PR #315, opened 2019-07-22
Options to filter manifests or reports modes

gildub:
Closes https://github.com/fusor/cpma/issues/310

### DIFF
--- a/pkg/env/env.go
+++ b/pkg/env/env.go
@@ -93,8 +93,15 @@ func setConfigLocation() (err error) {
 }
 
 func surveyMissingValues() error {
-	err := surveyConfigSource()
-	if err != nil {
+	if err := surveyManifests(); err != nil {
+		return err
+	}
+
+	if err := surveyReports(); err != nil {
+		return err
+	}
+
+	if err := surveyConfigSource(); err != nil {
 		return err
 	}
 
@@ -114,8 +121,7 @@ func surveyMissingValues() error {
 		return errors.New("Accepted values for config-source are: remote or local")
 	}
 
-	err = createAPIClients()
-	if err != nil {
+	if err := createAPIClients(); err != nil {
 		return err
 	}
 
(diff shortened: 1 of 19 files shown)


pkg/env/env.go
```diff
@@ -93,7 +93,17 @@ func setConfigLocation() (err error) {
 }
 
 func surveyMissingValues() error {
-	err := surveyConfigSource()
+	err := surveyManifests()
+	if err != nil {
+		return err
+	}
+
```
arapov: Hey, we agreed to write such statement as:
``
if err := surveyManifests(); err != nil {
    return err
}
``
a while back. Could you change these before merge please.
See https://github.com/fusor/cpma/blob/d28c4c1fd45f70af783a20488ed8865c1169b27a/pkg/env/env.go#L46 for example.

arapov:
Also, we want Travis to succeed :)

pkg/transform/api_transform_test.go
```diff
@@ -24,6 +24,7 @@ var loadAPIExtraction = func() transform.APIExtraction {
 }()
 
 func TestAPIExtractionTransform(t *testing.T) {
+	t.Skip()
```
alexander-demichev: Is this needed?

gildub: Nope that's a leftover. Thanks!

pkg/env/env.go
gildub: Yes you're right, this is actually legacy code we need to change. Thanks

pkg/env/env.go
```diff
@@ -159,6 +165,44 @@ func surveyConfigSource() error {
 	return nil
 }
 
+func surveyManifests() error {
+	manifests := viperConfig.GetString("Manifests")
+	if !viperConfig.InConfig("manifests") {
```
alexander-demichev:
```suggestion
	if !viperConfig.InConfig("manifests") && manifests == "" {
```

pkg/env/env.go
```diff
@@ -159,6 +165,44 @@ func surveyConfigSource() error {
...
+		} else {
+			viperConfig.Set("Manifests", false)
+		}
+	}
+	return nil
+}
+
+func surveyReports() error {
+	reports := viperConfig.GetString("Reports")
+	if !viperConfig.InConfig("reports") {
```
alexander-demichev:
```suggestion
	if !viperConfig.InConfig("reports") && reports == "" {
```

PR #317, opened 2019-07-23
Document manifest creation workflow

alexander-demichev:


docs/scenarios/manifests/README.md
```diff
@@ -0,0 +1,65 @@
+## Generating manifests using CPMA and applying them
+
+CPMA analyzes OCP3 configuration files and when possible transforms them to CRs, generated CRs are used to configure OCP4 cluster as `day two` operations.
+
+---
+
+
+### 1. Prerequisites
+
+Prior to working with CPMA you need to deploy an OCP 3.7+ cluster(OCP 3.7, 3.9, 3.10, 3.11 will be supported).
```
gildub: I suggest s/will be supported/are supported/

docs/scenarios/manifests/README.md
```diff
@@ -0,0 +1,65 @@
...
+There are to 2 ways for cpma to obtain desired configurations:
+
+1. SSH, CPMA is capable to connect to cluster using SSH and fetch configurations to a local directory. For using SSH it's required to have a proper private key and SSH user may require sudo permissions for reading configurations.
```
gildub: I suggest something like: 
`1. Remotely retrieve configuration files using SSH, which are then stored locally (directory determined by '<workdir>' parameter) and under remote hostname sub directory. Proper SSH credentials (user, port and ssh key) are required with user having access to configuration files (sudo access might be necessary).`

docs/scenarios/manifests/README.md
```diff
@@ -0,0 +1,65 @@
...
+
+2. Configurations stored in local directory, it's possible to manualy download configuration and feed them to CPMA.
```
gildub: Similarly:
`2. Locally stored configuration files. If option 1 is no possible, files can be retrieved prior to executing CPMA. The configuration files are expected to be located in '<workdir>' parameter and under the FQDN target hostname.`

docs/scenarios/manifests/README.md
```diff
@@ -0,0 +1,65 @@
...
+
+---
+
+### 2. General CPMA configuration
+
+CPMA can be configured using either:
+
+1. Interactive prompts. This is simillar to `openshift-install`. The tool can be run with no configuration, all missing values will be prompted. You can see an example below. This is the most recommended way, because prompts will guide you through needed values and it can generate a configuration based on prompted values that will be used later.
```
gildub: Maybe clearer to say:
s/all missing values/all required values/

docs/scenarios/manifests/README.md
```diff
@@ -0,0 +1,65 @@
...
+
+![prompt](https://user-images.githubusercontent.com/20123872/60581251-c0f57100-9d86-11e9-9ab3-7681b840731a.gif)
+
+
+2. Flags. All configuration values can be passed using flags. For example: `./cpma --source cluster.example.com --work-dir ./dir` Refer to CPMA's [README.md](https://github.com/fusor/cpma#usage) for full list of flags.
```
gildub: I suggest using CLI parameters instead of flags words.

docs/scenarios/manifests/README.md
gildub: Also I'd mention that the prompts allows to save the configuration which can be re-used at will.

docs/scenarios/manifests/README.md
```diff
@@ -0,0 +1,65 @@
...
+
+3. Predefined configuration file. You can manually create a yaml configuration based on this [example](https://github.com/fusor/cpma/blob/master/examples/cpma-config.example.yaml).
+
+4. Environmental variables. It is also possible to pass all configuration values as environmental variables. List of variables can be found in [README.md](https://github.com/fusor/cpma#e2e-tests)
+
+---
+
+### 3. Using CPMA to generate manifests
+
+Once the configuration has been provided, either by prompt or by providing configuration file, manifests will be generated and placed in `output-directory/manifests`
```
gildub: I think we need to continue same train of thought as defined earlier:

`Once the configuration has been provided, by either prompt, CLI or ENV parameters, or configuration file,...`

docs/scenarios/manifests/README.md
```diff
@@ -0,0 +1,65 @@
...
+
+If you have a predifined yaml configuration, you can pass it using --config flag, or place cpma.yaml in the directory from which you run cpma.
```
gildub: This needs to go to above `3. Predefined configuration file 'section'.

docs/README.md
```diff
@@ -0,0 +1,41 @@
...
+---
+
+### Report
+
+Report consist of 2 parts:
+
+1. Pre-migration analytics that goes under "cluster" in json. It contains general information about: 
+  * Nodes - name, сpu usage, memory capacity, consumed memory, number of running pods, pod capacity, information that
+  indicates if node is master.
+  * Namespaces - name, latest change timestamp, container count, total cpu/memory usage.
```
gildub: What about the items we list through namespaces ?

docs/README.md
```diff
@@ -0,0 +1,41 @@
...
+  * OAuth
+  * Project
+  * Scheduler
+  * SDN
+
+---
+
+### Manifests
+
+List of supported configuration to manifest translations:
```
gildub: Please add Cluster Quotas and Quotas Resources

docs/README.md
alexander-demichev: Right! Missed it

docs/README.md
```diff
@@ -0,0 +1,47 @@
...
+  * Namespaces - name, latest change timestamp, container count, total cpu/memory usage.
+    * Pods - name
+    * Route - name, spec
+    * Daemonsets - name, latest change timestamp
+    * Deployments - name, latest change timestampg
+    * Quotas - name, spec, selectors(labels, annotations)
+  * Storage classes - name, provisioner
+  * RBAC - information about users, groups, roles, cluster roles, cluster role bindings, security context constraints
+  * Persistent volumes - names, storage class, driver, capacity, phase
+  * Quotas - name, spec, selectors(labels, annotations)
```
gildub: I kind of would like to use "Cluster Quotas" to clearly separate them from project (namespaces) quotas. What do you think?

docs/README.md
```diff
@@ -0,0 +1,47 @@
...
+  * Scheduler
+  * SDN
+
+---
+
+### Manifests
+
+List of supported configuration to manifest translations:
+  * Crio
+  * Cluster Quotas and Quotas Resources
```
gildub: Sorry I realize it's actually "Cluster Resources Quotas and Resources Quotas"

* What you are asked to do: Looking at the entries above, work out how many lines contain "flags", then reply with that number and no other words.

* Solution to this task: 2